This repository contains Python code for training a reinforcement learning agent to navigate a cellular flow. This accompanies the following publication: FluidFrame is a research framework for training and evaluating reinforcement learning agents navigating a cellular flow. It originated as companion code for the following publication:
Shruti Mishra, Michael Chang, Vamsi Spandan, Shmuel M. Rubinstein, A perspective on fluid mechanical environments for challenges in reinforcement learning (2025), in Finding the Frame workshop at the Reinforcement Learning Conference [OpenReview]. The framework is being developed beyond the original paper, with ongoing work on continuous environments.
The implementation derives from the work of Colabrese et al. (2017) with the following differences:
- The swimmer advances in the environment using a forward Euler integration scheme, versus the Runge-Kutta method in Colabrese et al. (2017).
- The environment transitions are discretised using fixed timesteps, versus a new state being specified to the agent when the observation changes in Colabrese et al. (2017).
Figure 1: Plots of trained and naïve swimmers navigating through a cellular flow. The training is done using main.py, and the evaluation is done using eval.py.
With dedalus as a dependency for some environments in this repository, the installation guide uses conda. An example of the installation instructions is below:
$ conda create -n fluidframe_env python=3.13.7 # creates a virtual environment for the installation
$ conda activate fluidframe_env # activates the virtual environment
$ conda install -c conda-forge dedalus # installs dedalus
$ pip install tqdm
The installation has been tested on a MacOS environment. The code can be verified and run as follows:
$ pytest tests/.
The code generates the following example output:
➜ fluidframe git:(main) ✗ OMP_NUM_THREADS=1 python main.py --use-dedalus-environment
Using dedalus to specify flow variables ...

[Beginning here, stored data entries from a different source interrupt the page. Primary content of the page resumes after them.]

PR #528, opened 2021-07-08
guard: implement GetAll;

selm0:
The guard package missed the implementation for `GetAll` and `GetById` of the ladon Manager.
Both are added in this PR


pkg/guard/guard.go
```diff
@@ -26,22 +30,44 @@ func NewGuard(config cfg.Config, logger mon.Logger) (*LadonGuard, error) {
...
 	return g.warden.IsAllowed(request)
 }
 
-func (g LadonGuard) GetPolicesBySubject(subject string) (ladon.Policies, error) {
-	pol, err := g.warden.Manager.FindPoliciesForSubject(subject)
+func (g LadonGuard) GetPolicies() (ladon.Policies, error) {
+	policies := make(ladon.Policies, 0)
+
+	for offset := int64(0); true; offset += fetchLimit {
+		pols, err := g.warden.Manager.GetAll(fetchLimit, offset)
```
mohamed-justdice, line 54: A personal preference is that we shouldn't use an infinite loop here, even though `.GetAll()` will return len==0 at some point. But local checks are more efficient.

mohamed-justdice (changes requested):

pkg/guard/guard_test.go
```diff
@@ -0,0 +1,38 @@
...
+
+	pol2 := &ladon.DefaultPolicy{
+		ID: "200",
+	}
+
+	manager.On("GetAll", int64(100), int64(0)).Return(ladon.Policies{pol1}, nil).Once()
+	manager.On("GetAll", int64(100), int64(100)).Return(ladon.Policies{pol2}, nil).Once()
+	manager.On("GetAll", int64(100), int64(200)).Return(ladon.Policies{}, nil).Once()
+
+	pols, err := g.GetPolicies()
```
mohamed-justdice, line 31: `GetPoliciesBySubject` is not tested here

mohamed-justdice (approved):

0%| | 0/5000 [00:00<?, ?it/s]
The policy is [1 0 3 1 0 3 1 1 3 0 0 0].
Episode 0 return: 22.267112542257625
.
.
.
Last episode return: 448.4741962995584
Policy: [2 2 1 1 1 1 1 1 1 0 0 1].
The swimmer speed and alignment timescale can be configured via the command line interface, e.g.
$ python main.py --swimmer-speed 0.3 --alignment-timescale 1.0
To save checkpoints into a folder checkpoints, the command mkdir checkpoints can be used from the root folder of the repository.
Burns, K.J., Vasil, G.M., Oishi, J.S., Lecoanet, D. and Brown, B.P., 2020. Dedalus: A flexible framework for numerical simulations with spectral methods. Physical Review Research, 2(2), p.023068.
Colabrese, S., Gustavsson, K., Celani, A. and Biferale, L., 2017. Flow navigation by smart microswimmers via reinforcement learning. Physical Review Letters, 118(15), p.158004.
Mishra, S., Chang, M., Arza, V.S. and Rubinstein, S., 2025. A perspective on fluid mechanical environments for challenges in reinforcement learning. In Finding the Frame Workshop at the Reinforcement Learning Conference.